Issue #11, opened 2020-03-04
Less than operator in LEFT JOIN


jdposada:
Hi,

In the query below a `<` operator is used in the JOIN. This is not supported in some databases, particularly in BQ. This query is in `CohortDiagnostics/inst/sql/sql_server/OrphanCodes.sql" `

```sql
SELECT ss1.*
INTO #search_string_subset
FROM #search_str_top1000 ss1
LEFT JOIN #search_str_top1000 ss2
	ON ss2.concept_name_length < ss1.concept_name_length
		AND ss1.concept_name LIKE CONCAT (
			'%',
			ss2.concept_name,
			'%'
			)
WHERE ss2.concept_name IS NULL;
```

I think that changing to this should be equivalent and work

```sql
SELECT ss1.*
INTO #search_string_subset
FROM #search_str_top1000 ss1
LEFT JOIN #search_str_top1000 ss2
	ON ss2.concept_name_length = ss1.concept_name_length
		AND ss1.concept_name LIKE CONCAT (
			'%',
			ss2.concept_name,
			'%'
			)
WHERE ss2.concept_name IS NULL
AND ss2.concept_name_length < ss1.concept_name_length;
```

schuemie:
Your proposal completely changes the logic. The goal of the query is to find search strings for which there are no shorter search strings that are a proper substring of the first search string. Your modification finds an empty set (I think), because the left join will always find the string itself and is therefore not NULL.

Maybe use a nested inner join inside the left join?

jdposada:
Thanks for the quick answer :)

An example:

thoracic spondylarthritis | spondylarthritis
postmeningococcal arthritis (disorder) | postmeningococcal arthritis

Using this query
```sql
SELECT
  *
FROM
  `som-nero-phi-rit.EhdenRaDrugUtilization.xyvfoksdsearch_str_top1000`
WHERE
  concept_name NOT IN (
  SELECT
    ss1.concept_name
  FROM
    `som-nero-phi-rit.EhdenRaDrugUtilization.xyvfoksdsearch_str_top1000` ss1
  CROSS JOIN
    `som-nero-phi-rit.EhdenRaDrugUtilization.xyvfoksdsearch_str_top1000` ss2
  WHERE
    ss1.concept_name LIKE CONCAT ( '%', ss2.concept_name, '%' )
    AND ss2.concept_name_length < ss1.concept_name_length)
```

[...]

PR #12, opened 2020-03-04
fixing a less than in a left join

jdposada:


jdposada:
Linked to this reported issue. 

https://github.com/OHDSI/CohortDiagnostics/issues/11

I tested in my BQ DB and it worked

* * *

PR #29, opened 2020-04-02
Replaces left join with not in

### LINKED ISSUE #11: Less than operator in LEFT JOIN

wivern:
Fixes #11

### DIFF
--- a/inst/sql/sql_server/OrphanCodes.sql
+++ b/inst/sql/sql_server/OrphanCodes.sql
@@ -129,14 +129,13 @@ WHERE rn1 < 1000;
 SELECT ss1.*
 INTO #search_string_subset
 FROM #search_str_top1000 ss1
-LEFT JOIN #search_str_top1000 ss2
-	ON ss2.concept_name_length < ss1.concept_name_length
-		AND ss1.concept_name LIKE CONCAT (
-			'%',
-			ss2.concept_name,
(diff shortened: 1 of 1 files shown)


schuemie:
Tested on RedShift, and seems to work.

==

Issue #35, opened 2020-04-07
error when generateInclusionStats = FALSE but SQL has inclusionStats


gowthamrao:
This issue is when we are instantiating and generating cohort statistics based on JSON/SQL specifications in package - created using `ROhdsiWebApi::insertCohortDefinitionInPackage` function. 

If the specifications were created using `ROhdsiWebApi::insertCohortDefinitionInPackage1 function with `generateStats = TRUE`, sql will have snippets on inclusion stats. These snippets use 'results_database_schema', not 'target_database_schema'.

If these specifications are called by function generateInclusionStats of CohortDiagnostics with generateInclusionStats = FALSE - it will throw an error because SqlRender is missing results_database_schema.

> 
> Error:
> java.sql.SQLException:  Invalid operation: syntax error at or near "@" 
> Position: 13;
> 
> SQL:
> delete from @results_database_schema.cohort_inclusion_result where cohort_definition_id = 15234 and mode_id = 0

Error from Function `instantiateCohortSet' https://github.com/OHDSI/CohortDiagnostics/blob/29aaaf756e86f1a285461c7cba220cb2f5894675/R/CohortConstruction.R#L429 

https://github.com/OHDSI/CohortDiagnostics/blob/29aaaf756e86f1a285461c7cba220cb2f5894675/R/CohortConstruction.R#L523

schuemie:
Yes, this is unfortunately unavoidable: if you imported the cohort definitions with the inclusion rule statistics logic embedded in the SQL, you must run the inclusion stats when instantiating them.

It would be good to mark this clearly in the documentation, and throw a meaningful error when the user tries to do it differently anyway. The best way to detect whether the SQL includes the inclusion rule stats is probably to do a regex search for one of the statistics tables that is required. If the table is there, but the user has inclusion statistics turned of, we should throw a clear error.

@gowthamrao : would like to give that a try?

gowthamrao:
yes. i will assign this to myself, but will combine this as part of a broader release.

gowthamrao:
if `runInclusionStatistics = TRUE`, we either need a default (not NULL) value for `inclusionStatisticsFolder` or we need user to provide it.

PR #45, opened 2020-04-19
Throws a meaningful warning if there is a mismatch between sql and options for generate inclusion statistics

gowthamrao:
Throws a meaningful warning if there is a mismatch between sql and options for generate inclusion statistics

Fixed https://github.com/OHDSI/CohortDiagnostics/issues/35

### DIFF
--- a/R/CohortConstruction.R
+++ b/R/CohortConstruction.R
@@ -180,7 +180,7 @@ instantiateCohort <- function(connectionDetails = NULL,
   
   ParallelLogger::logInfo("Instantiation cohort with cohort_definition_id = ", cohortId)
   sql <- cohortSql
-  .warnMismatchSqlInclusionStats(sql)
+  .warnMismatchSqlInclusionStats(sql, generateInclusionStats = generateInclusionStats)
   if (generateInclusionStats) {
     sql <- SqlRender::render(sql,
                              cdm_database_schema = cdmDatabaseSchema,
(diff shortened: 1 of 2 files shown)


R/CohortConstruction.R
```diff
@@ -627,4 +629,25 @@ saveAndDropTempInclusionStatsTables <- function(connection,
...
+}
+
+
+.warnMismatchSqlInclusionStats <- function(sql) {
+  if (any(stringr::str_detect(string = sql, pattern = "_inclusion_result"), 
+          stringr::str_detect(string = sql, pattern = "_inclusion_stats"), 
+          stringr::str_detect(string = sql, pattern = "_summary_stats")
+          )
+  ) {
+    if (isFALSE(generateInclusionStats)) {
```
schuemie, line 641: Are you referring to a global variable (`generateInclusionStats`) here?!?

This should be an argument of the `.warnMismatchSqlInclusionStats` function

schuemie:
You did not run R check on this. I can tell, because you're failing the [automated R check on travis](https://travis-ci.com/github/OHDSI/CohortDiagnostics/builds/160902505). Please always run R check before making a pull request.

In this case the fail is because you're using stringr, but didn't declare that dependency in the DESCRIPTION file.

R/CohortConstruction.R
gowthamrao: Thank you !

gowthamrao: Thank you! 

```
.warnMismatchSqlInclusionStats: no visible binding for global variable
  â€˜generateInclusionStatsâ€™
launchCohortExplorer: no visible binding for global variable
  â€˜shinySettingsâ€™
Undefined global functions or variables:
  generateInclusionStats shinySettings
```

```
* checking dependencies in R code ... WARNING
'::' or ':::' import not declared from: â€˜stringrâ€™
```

Your task – Your reply is to repeat, unchanged, the lines above running from the one with "Issue #11, opened 2020-03-04" up to and including the one with "thoracic spondylarthritis | spondylarthritis".

The completed task –
Issue #11, opened 2020-03-04
Less than operator in LEFT JOIN


jdposada:
Hi,

In the query below a `<` operator is used in the JOIN. This is not supported in some databases, particularly in BQ. This query is in `CohortDiagnostics/inst/sql/sql_server/OrphanCodes.sql" `

```sql
SELECT ss1.*
INTO #search_string_subset
FROM #search_str_top1000 ss1
LEFT JOIN #search_str_top1000 ss2
	ON ss2.concept_name_length < ss1.concept_name_length
		AND ss1.concept_name LIKE CONCAT (
			'%',
			ss2.concept_name,
			'%'
			)
WHERE ss2.concept_name IS NULL;
```

I think that changing to this should be equivalent and work

```sql
SELECT ss1.*
INTO #search_string_subset
FROM #search_str_top1000 ss1
LEFT JOIN #search_str_top1000 ss2
	ON ss2.concept_name_length = ss1.concept_name_length
		AND ss1.concept_name LIKE CONCAT (
			'%',
			ss2.concept_name,
			'%'
			)
WHERE ss2.concept_name IS NULL
AND ss2.concept_name_length < ss1.concept_name_length;
```

schuemie:
Your proposal completely changes the logic. The goal of the query is to find search strings for which there are no shorter search strings that are a proper substring of the first search string. Your modification finds an empty set (I think), because the left join will always find the string itself and is therefore not NULL.

Maybe use a nested inner join inside the left join?

jdposada:
Thanks for the quick answer :)

An example:

thoracic spondylarthritis | spondylarthritis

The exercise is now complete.